**DATASET EXTRACT**.

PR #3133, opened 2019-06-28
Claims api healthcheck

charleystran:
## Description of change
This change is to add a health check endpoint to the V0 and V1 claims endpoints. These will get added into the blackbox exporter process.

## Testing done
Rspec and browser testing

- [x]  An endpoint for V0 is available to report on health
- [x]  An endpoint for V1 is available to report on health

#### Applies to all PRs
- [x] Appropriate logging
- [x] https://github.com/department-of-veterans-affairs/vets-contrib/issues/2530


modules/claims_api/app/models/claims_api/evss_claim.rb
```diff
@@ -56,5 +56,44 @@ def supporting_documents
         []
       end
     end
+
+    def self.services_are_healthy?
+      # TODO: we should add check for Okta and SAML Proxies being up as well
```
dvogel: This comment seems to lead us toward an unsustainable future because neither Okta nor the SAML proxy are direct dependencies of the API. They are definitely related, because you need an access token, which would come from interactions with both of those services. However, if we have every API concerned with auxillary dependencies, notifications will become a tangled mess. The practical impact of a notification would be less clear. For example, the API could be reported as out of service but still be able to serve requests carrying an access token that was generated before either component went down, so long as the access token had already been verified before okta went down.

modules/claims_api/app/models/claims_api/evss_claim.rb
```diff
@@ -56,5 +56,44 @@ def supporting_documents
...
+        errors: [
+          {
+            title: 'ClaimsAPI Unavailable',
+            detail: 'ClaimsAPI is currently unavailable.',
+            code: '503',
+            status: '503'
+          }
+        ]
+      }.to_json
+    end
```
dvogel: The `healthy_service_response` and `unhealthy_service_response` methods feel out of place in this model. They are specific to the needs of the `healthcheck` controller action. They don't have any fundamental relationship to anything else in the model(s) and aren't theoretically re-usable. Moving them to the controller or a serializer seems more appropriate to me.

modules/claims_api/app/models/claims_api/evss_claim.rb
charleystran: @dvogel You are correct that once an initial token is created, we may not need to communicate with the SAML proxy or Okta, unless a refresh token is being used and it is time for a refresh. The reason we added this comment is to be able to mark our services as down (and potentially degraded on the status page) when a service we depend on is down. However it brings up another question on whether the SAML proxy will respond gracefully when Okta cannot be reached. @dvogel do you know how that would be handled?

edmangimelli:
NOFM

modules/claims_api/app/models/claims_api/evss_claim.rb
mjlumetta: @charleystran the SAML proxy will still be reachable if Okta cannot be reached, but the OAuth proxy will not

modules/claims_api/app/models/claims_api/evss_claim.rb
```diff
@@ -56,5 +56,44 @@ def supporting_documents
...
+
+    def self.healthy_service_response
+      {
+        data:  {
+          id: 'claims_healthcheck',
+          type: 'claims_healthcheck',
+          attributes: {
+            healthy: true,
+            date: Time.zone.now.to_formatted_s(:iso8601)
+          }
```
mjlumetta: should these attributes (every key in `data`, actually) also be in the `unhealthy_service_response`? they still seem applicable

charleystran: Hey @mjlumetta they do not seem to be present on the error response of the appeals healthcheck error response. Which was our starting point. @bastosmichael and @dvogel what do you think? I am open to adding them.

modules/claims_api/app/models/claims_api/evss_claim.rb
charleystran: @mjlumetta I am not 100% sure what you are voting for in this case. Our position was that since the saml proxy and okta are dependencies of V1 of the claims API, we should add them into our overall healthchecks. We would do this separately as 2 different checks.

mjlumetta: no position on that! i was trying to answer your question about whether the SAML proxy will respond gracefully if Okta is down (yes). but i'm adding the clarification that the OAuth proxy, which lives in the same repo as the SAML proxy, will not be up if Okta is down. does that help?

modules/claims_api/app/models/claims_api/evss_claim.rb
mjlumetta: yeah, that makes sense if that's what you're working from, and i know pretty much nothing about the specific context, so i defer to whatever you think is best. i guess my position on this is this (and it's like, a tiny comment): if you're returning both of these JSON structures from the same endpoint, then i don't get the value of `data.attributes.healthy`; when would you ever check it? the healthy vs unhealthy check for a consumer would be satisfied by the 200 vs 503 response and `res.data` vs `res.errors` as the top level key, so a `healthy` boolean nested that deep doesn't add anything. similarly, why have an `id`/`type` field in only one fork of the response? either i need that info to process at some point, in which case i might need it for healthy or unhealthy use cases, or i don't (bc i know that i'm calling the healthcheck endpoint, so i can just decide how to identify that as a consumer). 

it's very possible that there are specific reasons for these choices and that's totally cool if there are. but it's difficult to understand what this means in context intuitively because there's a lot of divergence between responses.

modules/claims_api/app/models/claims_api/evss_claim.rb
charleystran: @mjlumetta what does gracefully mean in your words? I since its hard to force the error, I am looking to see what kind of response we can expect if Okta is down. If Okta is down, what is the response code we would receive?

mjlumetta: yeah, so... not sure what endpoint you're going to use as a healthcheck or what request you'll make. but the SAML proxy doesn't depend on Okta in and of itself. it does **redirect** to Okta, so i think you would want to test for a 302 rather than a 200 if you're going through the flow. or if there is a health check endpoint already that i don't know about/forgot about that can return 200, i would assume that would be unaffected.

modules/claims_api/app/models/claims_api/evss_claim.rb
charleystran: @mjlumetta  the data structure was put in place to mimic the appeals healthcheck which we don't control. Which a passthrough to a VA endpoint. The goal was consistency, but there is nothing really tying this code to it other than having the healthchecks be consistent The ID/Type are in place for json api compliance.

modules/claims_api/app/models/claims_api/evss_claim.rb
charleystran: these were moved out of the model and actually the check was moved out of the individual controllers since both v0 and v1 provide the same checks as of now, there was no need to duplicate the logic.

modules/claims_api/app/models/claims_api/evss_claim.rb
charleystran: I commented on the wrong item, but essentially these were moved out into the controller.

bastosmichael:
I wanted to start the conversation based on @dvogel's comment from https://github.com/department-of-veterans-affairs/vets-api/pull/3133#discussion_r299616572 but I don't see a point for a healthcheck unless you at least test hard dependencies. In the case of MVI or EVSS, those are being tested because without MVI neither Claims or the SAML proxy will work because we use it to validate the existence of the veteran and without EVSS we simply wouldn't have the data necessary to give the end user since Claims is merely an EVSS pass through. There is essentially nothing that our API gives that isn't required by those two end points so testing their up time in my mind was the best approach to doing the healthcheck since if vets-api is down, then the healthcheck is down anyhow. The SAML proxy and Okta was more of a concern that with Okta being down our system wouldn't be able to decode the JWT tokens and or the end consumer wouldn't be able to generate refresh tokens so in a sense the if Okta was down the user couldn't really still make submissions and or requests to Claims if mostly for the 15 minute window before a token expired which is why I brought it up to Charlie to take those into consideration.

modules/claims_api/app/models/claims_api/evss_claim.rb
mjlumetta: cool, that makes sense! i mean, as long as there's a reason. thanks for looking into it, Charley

* * *

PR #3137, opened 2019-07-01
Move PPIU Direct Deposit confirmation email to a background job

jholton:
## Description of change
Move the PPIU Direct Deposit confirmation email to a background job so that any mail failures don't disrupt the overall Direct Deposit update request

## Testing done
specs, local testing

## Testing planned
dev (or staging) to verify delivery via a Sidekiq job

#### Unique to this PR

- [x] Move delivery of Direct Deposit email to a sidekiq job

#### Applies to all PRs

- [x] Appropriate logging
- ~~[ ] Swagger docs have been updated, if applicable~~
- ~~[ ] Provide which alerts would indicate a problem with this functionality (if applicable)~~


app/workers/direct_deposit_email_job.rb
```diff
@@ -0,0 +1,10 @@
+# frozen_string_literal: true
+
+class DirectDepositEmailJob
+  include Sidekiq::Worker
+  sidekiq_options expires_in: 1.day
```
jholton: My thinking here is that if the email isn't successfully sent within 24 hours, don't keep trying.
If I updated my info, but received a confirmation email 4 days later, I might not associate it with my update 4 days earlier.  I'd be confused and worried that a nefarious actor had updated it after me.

---

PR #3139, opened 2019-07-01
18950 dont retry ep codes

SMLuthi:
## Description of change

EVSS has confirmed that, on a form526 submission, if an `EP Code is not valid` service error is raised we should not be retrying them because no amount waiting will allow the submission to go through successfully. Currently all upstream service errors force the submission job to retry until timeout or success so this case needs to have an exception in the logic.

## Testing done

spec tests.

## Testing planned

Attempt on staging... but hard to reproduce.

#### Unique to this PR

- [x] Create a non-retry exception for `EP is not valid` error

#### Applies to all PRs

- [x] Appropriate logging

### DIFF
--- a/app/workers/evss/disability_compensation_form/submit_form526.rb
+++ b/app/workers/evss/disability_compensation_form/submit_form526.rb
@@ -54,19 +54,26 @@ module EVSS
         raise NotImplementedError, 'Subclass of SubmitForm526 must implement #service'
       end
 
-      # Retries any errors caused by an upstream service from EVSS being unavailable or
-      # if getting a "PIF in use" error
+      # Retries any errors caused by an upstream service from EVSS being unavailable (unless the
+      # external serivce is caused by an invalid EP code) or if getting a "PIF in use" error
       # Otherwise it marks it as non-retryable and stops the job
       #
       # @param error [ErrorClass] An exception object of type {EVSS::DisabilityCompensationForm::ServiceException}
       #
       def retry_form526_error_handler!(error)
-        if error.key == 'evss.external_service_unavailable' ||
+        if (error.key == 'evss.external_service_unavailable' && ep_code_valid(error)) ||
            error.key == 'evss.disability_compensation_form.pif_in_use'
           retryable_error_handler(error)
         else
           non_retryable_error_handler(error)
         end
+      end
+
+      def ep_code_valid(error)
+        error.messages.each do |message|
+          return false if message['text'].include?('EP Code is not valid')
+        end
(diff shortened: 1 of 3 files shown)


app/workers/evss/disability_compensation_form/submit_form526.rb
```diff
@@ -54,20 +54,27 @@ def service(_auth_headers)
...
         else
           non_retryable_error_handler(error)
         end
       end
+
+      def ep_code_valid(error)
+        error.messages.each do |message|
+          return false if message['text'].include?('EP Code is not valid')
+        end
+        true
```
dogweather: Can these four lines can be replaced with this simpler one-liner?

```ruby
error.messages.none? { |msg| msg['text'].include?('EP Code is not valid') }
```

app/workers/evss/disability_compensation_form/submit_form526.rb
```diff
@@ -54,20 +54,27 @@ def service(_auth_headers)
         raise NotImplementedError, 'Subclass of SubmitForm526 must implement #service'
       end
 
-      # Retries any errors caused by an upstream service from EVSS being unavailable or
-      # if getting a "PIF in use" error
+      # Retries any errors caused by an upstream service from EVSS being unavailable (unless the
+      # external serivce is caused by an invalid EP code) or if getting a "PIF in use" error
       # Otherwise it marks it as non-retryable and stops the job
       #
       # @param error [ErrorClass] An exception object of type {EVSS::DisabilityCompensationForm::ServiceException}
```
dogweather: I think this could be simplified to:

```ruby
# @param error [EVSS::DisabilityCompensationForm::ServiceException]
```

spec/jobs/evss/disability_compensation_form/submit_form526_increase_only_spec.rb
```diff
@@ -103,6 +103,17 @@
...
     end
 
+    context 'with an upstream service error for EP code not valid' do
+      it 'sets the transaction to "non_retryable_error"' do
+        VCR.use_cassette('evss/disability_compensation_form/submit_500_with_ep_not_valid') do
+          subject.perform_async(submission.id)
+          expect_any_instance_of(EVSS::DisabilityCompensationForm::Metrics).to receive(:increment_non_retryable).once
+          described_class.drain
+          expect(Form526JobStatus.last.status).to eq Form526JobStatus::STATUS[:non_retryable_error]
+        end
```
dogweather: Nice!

**WORK INSTRUCTIONS**.
Out of the data above, give again only the lines starting at the one holding "- ~~[ ] Provide" and ending at the one holding "If I updated", unchanged.

**RESULT**.
- ~~[ ] Provide which alerts would indicate a problem with this functionality (if applicable)~~


app/workers/direct_deposit_email_job.rb
```diff
@@ -0,0 +1,10 @@
+# frozen_string_literal: true
+
+class DirectDepositEmailJob
+  include Sidekiq::Worker
+  sidekiq_options expires_in: 1.day
```
jholton: My thinking here is that if the email isn't successfully sent within 24 hours, don't keep trying.
If I updated my info, but received a confirmation email 4 days later, I might not associate it with my update 4 days earlier.  I'd be confused and worried that a nefarious actor had updated it after me.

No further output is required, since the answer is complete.